PR #734, opened 2021-05-03
Activate dependabot

### LINKED ISSUE #732: Activate dependabot?
https://github.com/zarr-developers/zarr-python/network/updates offers to generate a dependabot file. Any objections?

joshmoore:
Close #732

### DIFF
--- a/.github/dependabot.yml
+++ b/.github/dependabot.yml
@@ -1,0 +1,7 @@
+---
+version: 2
+updates:
+  - package-ecosystem: "pip"
+    directory: "/"
+    schedule:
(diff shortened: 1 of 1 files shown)


joshmoore:
I haven't heard any objections. Merging and if dependabot becomes annoying we can always disable.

********

Task prompt. Give back, unchanged, the line containing "file. Any objections?" and each line that comes after it in the entries above, ending with the last.

Response area.
https://github.com/zarr-developers/zarr-python/network/updates offers to generate a dependabot file. Any objections?

joshmoore:
Close #732

### DIFF
--- a/.github/dependabot.yml
+++ b/.github/dependabot.yml
@@ -1,0 +1,7 @@
+---
+version: 2
+updates:
+  - package-ecosystem: "pip"
+    directory: "/"
+    schedule:
(diff shortened: 1 of 1 files shown)


joshmoore:
I haven't heard any objections. Merging and if dependabot becomes annoying we can always disable.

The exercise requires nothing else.